The foregoing description
of the restricted stock units does not purport to be complete and is qualified in its entirety by reference to the full text of the Form
RSU Agreement, which is incorporated herein by reference.
Severance Plan
Also on January 6, 2022,
the Compensation Committee of the Board approved the Tellurian Inc. Executive Severance Plan (the “Executive Severance Plan”),
which provides for the payment of cash severance and the provision of certain other termination benefits to members of the executive committee
other than Mr. Souki and Mr. Simões upon an involuntary termination of employment from the Company or its subsidiaries.
The Executive Severance Plan will be administered by the Compensation Committee of the Board.
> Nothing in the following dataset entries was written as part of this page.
PR #39802, opened 2020-11-04
cmake: Catch missing sip5 binary

marisn:
I somehow can not compile QGIS on my new Ubuntu 20.10 box due to messed up dependencies. Turns out it is possible to pass SIP detection test when sip5 binary is missing. It gets set to None and CMake is OK with it. This PR prevents reporting SIP found if sip5 binary is missing.

### DIFF
--- a/cmake/FindSIP.py
+++ b/cmake/FindSIP.py
@@ -30,6 +30,8 @@
 # Redistribution and use is allowed according to the terms of the BSD license.
 # For details see the accompanying COPYING-CMAKE-SCRIPTS file.
 
+import sys
+
 try:
     import sipbuild
 except ImportError:  # Code for SIP v4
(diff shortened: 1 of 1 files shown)


cmake/FindSIP.py
```diff
@@ -48,12 +50,15 @@
     else:
         print("sip_module_dir:%s" % sipcfg.sip_mod_dir)
 else:  # Code for SIP v5
+    import shutil
+    sip_bin = shutil.which("sip5")
+    if not sip_bin:
+        sys.exit(1)
```
m-kuhn, line 56: Would it make sense to print an error message here or is that covered already by cmake?
Can sip_bin be manually specified somewhere as a cmake variable? This code assumes it's on system path.

m-kuhn:
Thanks for this !

cmake/FindSIP.py
marisn: Missing sip5 will result in an error "SIP not found". It could be more verbose but then it has to be changed in FindSIP.cmake. FindSIP.cmake is doing really lousy work on detecting if values coming back from FindSIP.py make any sense at all thus sys.exit(1) is the only safe option. Fiddling with cmake files is a bit out of my league and I lack free time to learn cmake.
Threat this PR not as an end but as a step into right direction.

m-kuhn: Just wondering if a simple print or print to stderr in python would help?

And for the other question it's likely that this script is not even called if a sip binary has already been specified, so no worries, that works for me.

nyalldawson:

PR #39810, opened 2020-11-05
Point cloud UX improvements

nyalldawson:
A bunch of UX improvements, and general nicer handling of things via the provider registry instead of hardcoded logic.

Including:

Severance benefits are payable
under the Executive Severance Plan only if the participant is involuntarily terminated without Cause (as such term is defined in the Executive
Severance Plan) or the participant resigns for Good Reason (as such term is defined in the Executive Severance Plan). Termination for
any other reason does not result in the payment of severance. The severance benefits payable under the Executive Severance Plan for any
termination initiated by (i) the Company for any reason other than Cause or the participant’s death or disability or (ii) the
participant for Good Reason, in either case occurring prior to a change in control, are as follows: (A) 100% of base salary, paid
in installments over 12 months; (B) any earned but unpaid short-term incentive under the Incentive Compensation Program; (C) 100%
of the target short-term incentive under the Incentive Compensation Program; (D) subsidized cost of COBRA coverage for the lesser
of (1) 12 months or (2) the duration of the COBRA coverage; and (E) certain outplacement services for 12 months.
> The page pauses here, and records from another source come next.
PR #39812, opened 2020-11-05
traverse tree in 2D rendering by map error

PeterPetrik:
Determines how many nodes level to load in 2D renderer based on screen error. Same approach that is already implemented in 3D renderer.

progressive_2d_renderer

see https://github.com/wonder-sk/point-cloud-experiments/issues/15

### DIFF
--- a/src/core/pointcloud/qgspointcloudrenderer.cpp
+++ b/src/core/pointcloud/qgspointcloudrenderer.cpp
@@ -87,26 +87,28 @@ void QgsPointCloudRendererConfig::setColorRamp( const QgsColorRamp *value )
   mColorRamp.reset( value->clone() );
 }
 
+float QgsPointCloudRendererConfig::maximumScreenError() const
+{
+  return mMaximumScreenError;
+}
+
 ///@endcond
 
 QgsPointCloudLayerRenderer::QgsPointCloudLayerRenderer( QgsPointCloudLayer *layer, QgsRenderContext &context )
   : QgsMapLayerRenderer( layer->id(), &context )
   , mLayer( layer )
 {
-  // TODO: we must not keep pointer to mLayer (it's dangerous) - we must copy anything we need for rendering
-  // or use some locking to prevent read/write from multiple threads
-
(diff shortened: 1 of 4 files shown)


PeterPetrik:
ping @nyalldawson

nyalldawson:
Looks good to me

src/core/pointcloud/qgspointcloudrenderer.h
```diff
@@ -71,10 +71,14 @@ class CORE_EXPORT QgsPointCloudRendererConfig
...
     void setColorRamp( const QgsColorRamp *value );
 
+    //! Returns maximum allowed screen error in pixels
+    float maximumScreenError() const;
+
   private:
     double mZMin = 0, mZMax = 0;
     int mPenWidth = 1;
     std::unique_ptr<QgsColorRamp> mColorRamp;
+    float mMaximumScreenError = 5;
```
wonder-sk, line 81: let's set it to 1px

src/core/pointcloud/qgspointcloudrenderer.cpp
```diff
@@ -159,6 +169,37 @@ bool QgsPointCloudLayerRenderer::render()
...
+    float maxErrorPixels,
+    float nodeErrorPixels )
+{
+  QList<IndexedPointCloudNode> nodes;
+
+  if ( context.renderingStopped() )
+  {
+    qDebug() << "canceled";
+    return nodes;
+  }
```
wonder-sk, line 184: no need to pass context to this method and check context.renderingStopped() here - the traversal is very fast

wonder-sk (approved):

nyalldawson:
@PeterPetrik I think something is not working quite right here. Checkout what happens when I do tiny zoom increments in/out of this cloud:

Peek 2020-11-06 11-24

The tile in the bottom left is showing at a lower level of detail then its neighbours, and it's only when I zoom in a bit closer that it kicks in with the correct amount of detail. Any ideas what could be causing this?

Issue #34868, opened 2020-03-04
Respect image orientation in layout(picture), HTML widget, map tips


Houska1:
QGIS display of photos (via an attribute referencing a file or URL) does not reflect the image's EXIF orientation tag in several places:

1. HTML widget in forms (it **is** reflected in the QML widget--thank you!)
2. Map tips
3. Picture item in a layout

EXIF orientation is of course a bugbear in HTML, with at best dubious normal browser support, and images intended for web use are best saved pre-rotated. However, given the increasing integration of QGIS with fieldwork, where photos with cameras that use the orientation tag are pretty typical, out-of-the-box support would be helpful.

I'm guessing the places orientation is reflected are where QGIS uses `QImageReader` with `setAutoTransform=true` as opposed to an HTML engine rendering an `<img>` . So I'm hoping fixing #3 above might be easy, while #1 and #2 are likely harder?

(There are, of course, workarounds, but they're a hassle -- for now I'm extracting the Orientation tag as a separate attribute in the layer and then using data-driven rotations and resizing to fit inside the specified rectangle in a layout.)

A prior commit that seems to have fixed this for the attachment widget is https://github.com/qgis/QGIS/commit/574a6549f8d929c885b531fce827993c26fb034d

nyalldawson:
Yes - fixing the picture item should be relatively straightforward, using the same approach as 574a654. As you've rightly guessed, the HTML based widgets are a lot trickier. Looks like adding custom js to your html to handle this is the only viable approach...

davidafuller01:
+1

pellegoeg:
Hi,

I have made a fix for this issue (my first pull request, so hopefully I have done the right job!).

Its adding a extra attribute to the photo table with exif orientation.

The could then be rotated in maptips by using som case when eg:

`<img src="file:///[% photo %]" width="350" height="250"
style="[% CASE
WHEN orientation = 2 THEN 'transform: scaleX(-1);'
WHEN orientation = 3 THEN 'transform:rotate(180deg);'
WHEN orientation = 4 THEN 'transform:rotate(180deg) scaleX(-1);'
WHEN orientation = 5 THEN 'transform:rotate(-90deg) scaleX(-1);'
WHEN orientation = 6 THEN 'transform:rotate(90deg);'
WHEN orientation = 7 THEN 'transform:rotate(90deg) scaleX(-1);'
WHEN orientation = 8 THEN 'transform:rotate(270deg);'
ELSE ''
END %]" />
[...]

PR #39817, opened 2020-11-05
Extend import geotagged photos to include exif_orientation

pellegoeg:
## Description

In the danish user group, the missing image rotation have been a topic. 

 "Import geotagged photos" is updated so the exif_orientation is extracted to the output table.

This will make it posible to get the rotation in maptips and other html widgets eg:

``

I have added at 8 new test fotos to the repos showing the letter F as used to descripe the orientation in exif documentation like: https://www.impulseadventure.com/photo/exif-orientation.html

This fixes 1 and 2 in issue: #34868


pellegoeg:
Test failed, im fixing the code in a couple of hours

nyalldawson:
Thanks @pellegoeg ! Given that the new files aren't actually being used in tests, can you remove these? May as well keep the git repo size as small as possible :smile: 

One thing I'm wondering -- do you think it would be worthwhile also adding a "rotation" field here, where we fill this in based on the orientation value? It would be easier for users that way, as they wouldn't have to lookup what the raw orientation codes mean. (I realise we can't handle flipped images by a rotation alone, but I think those would be extremely rare anyway!)

pellegoeg:
Thank you for the comment @nyalldawson 

I actually started with the solution you mention by converting the exif_orientation code to a rotation, but thought, maybe there is some specialised use cases where they needed the flipped orientation and the qgis projected wanted a more true præsentation of the actual metadata?

In my latest commit, I have cleaned up the test images and I have converted the orientation to a rotation.

I have attached the photos so It can be manualy testet in this pull request.
[orientation_photos.zip](https://github.com/qgis/QGIS/files/5499873/orientation_photos.zip)

pellegoeg:
and the code for maptips is now:

`

pellegoeg:
Hi @nyalldawson 

Is there some work I have forgot to do, or should I wait for you or another maintainer to accept the pull request?

nyalldawson (approved):

nyalldawson:
Looks great, thank you!

PR #419, opened 2016-01-26
Remove old VariableName*LengthRules.swift files

norio-nomura:
These are unused since ee3fe42.


jpsim:
Oops, thanks!

scottrhoyt:
Oops. Good catch. I caught that in the custom rules work, but I guess I dropped the commit in a rebase or something. Thanks!

norio-nomura:
:smile:

PR #420, opened 2016-01-26
Fix ValidDocs rule

### LINKED ISSUE #375: Valid docs rule not covering all closure parameter cases.
I've noticed that some cases are not being covered by the `validDocsRule` and SwiftLint generates wrong warnings, for instance:
* `func foobar (closure1: () -> Foo, closure2: (foobar: Bar) -> Foo, closure3: (foobar: Bar) -> Foo) {`
* `func footer (closure1: (Foo) -> Void, onError closure2: ((NSError) -> Void)? = nil) {`

I'll add a pull request with a fix for this ASAP.

diogoguimaraes:
Closes #375 .

### DIFF
--- a/CHANGELOG.md
+++ b/CHANGELOG.md
@@ -15,7 +15,9 @@
 
 ##### Bug Fixes
 
-* None.
+* Fix several false positives in `ValidDocsRule`.  
+  [diogoguimaraes](https://github.com/diogoguimaraes)
+  [#375](https://github.com/realm/SwiftLint/issues/375)
 
 ## 0.7.0: Automatic Permanent Press
 
--- a/Source/SwiftLintFramework/Rules/ValidDocsRule.swift
+++ b/Source/SwiftLintFramework/Rules/ValidDocsRule.swift
@@ -39,9 +39,10 @@ func superfluousOrMissingThrowsDocumentation(declaration: String, comment: Strin
     return declaration.containsString(" throws ") == !comment.containsString("- throws:")
 }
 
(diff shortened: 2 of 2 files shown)


diogoguimaraes:
@jpsim can you help me with the `codecov` please?

jpsim:
Thanks for this! The code coverage isn't significantly affected so that's fine, but this code is kind of duplicated at this point, so it'd be good to combine, which would also incidentally help code coverage.

Nice work!

diogoguimaraes:
Thanks! 
Do you think we should do this before merging this PR?
Regarding the "combine" could you be more specific?

jpsim:
I made a few minor changes: combining some duplicate code and adding a changelog entry. This will be good to go once it passes CI.

Thanks again!

diogoguimaraes:
Thanks again!
Do you have an ETA to the next release?

jpsim:
0.7.0 was accepted into Homebrew yesterday: https://github.com/Homebrew/homebrew/pull/48425#issuecomment-174798049

Do you need the fix from this PR in a release? If so, I could push out a 0.7.1 release today, although I can't say when Homebrew will accept it. The last few submissions each took a few days.

diogoguimaraes:
That would be great! Thank you.

jpsim:
0.7.1 has been cut: https://github.com/realm/SwiftLint/releases/tag/0.7.1

and submitted to homebrew: https://github.com/Homebrew/homebrew/pull/48497

PR #421, opened 2016-01-26
Add opt-in force unwrapping rule

jpsim:
Continued from #374 /cc @scottrhoyt @norio-nomura @Argent


jpsim:
I think this would only really make sense in certain parts of a project, if ever, which is why it's an opt-in rule.

jpsim:
This is an opt-in rule, and probably fine as-is. There's just the one false positive in the SwiftLint codebase mentioned in https://github.com/realm/SwiftLint/pull/374#issuecomment-172890579.

norio-nomura:
:+1:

The severance benefits payable under the Executive Severance Plan for any qualifying terminations occurring on, or within two years following,
a change in control are as follows: (i) 200% of base salary, paid in a lump sum; (ii) any earned but unpaid short-term incentive
under the Incentive Compensation Program; (iii) 200% of the target short-term incentive under the Incentive Compensation Program;
(iv) subsidized cost of COBRA coverage for the lesser of (A) 18 months or (B) the duration of the COBRA coverage; and (v) certain
outplacement services for 18 months.
Participation in the Executive
Severance Plan requires adherence to the Executive Severance Plan’s restrictive covenants. These include (i) a requirement
not to disclose confidential information or use confidential information to solicit Company clients, (ii) a 12-month non-solicitation
of Company employees, and (iii) a 12-month non-compete. Each participant in the Executive Severance Plan must sign a full release
of claims as a prerequisite to receiving any severance pay under the Executive Severance Plan. The Company may discontinue cash severance
if a participant fails to abide by the restrictive covenants.
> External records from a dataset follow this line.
PR #429, opened 2016-01-27
Add `NSRegularExpression.cached(pattern:)`

norio-nomura:
All rules enabled linting Carthage 0.11 with this commit:
- Persistent Bytes on termination is reduced from 584.67MB to 556.62MB.
- Duration is reduced from 22sec to 21sec.

Related: #394

### DIFF
--- a/Source/SwiftLintFramework/Extensions/NSRegularExpression+SwiftLint.swift
+++ b/Source/SwiftLintFramework/Extensions/NSRegularExpression+SwiftLint.swift
@@ -8,13 +8,21 @@
 
 import Foundation
 
+private var regexCache = [String: NSRegularExpression]()
+
 public extension NSRegularExpression {
-    public convenience init(pattern: String) throws {
-        try self.init(pattern: pattern,
+    public static func cached(pattern pattern: String) throws -> NSRegularExpression {
+        if let result = regexCache[pattern] {
+            return result
+        }
+
+        let result = try NSRegularExpression(pattern: pattern,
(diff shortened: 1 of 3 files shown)


scottrhoyt:
:+1:

Source/SwiftLintFramework/Extensions/NSRegularExpression+SwiftLint.swift
```diff
@@ -8,13 +8,21 @@
 
 import Foundation
 
+private var regexCache = [String: NSRegularExpression]()
+
 public extension NSRegularExpression {
-    public convenience init(pattern: String) throws {
-        try self.init(pattern: pattern,
+    public static func cached(pattern pattern: String) throws -> NSRegularExpression {
```
jpsim: Why not keep the old API (`NSRegularExpression.init(pattern:)`)? We should probably start being more conservative about API breaking changes if we want to prepare for 1.0 :smile:.

jpsim: Yeah, I see now, we can't have this functionality as an initializer. My bad. :+1:

jpsim:
:+1: 

Although this is technically a breaking change of the publicly accessible API, we haven't really been enforcing that so far, so let's merge this. But it'd be good to start thinking about that moving forward.

jpsim:
And of course, thanks so much @norio-nomura for digging into this and getting us some nice perf improvements :smile: !

norio-nomura:
Thanks for reviews and merge! :pray:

Prior to a change in control,
the Board may amend or terminate the Executive Severance Plan in its discretion. In the event of a change in control, the Executive Severance
Plan may only be amended or terminated if such amendment (i) is required by law, (ii) increases the benefits payable to participants
or otherwise improves their rights under the Executive Severance Plan, or (iii) is consented to in writing by the affected participants.
The foregoing description
of the Executive Severance Plan does not purport to be complete and is qualified in its entirety by reference to the full text of the
Executive Severance Plan, which is attached as Exhibit 10.5 to this report and incorporated herein by reference.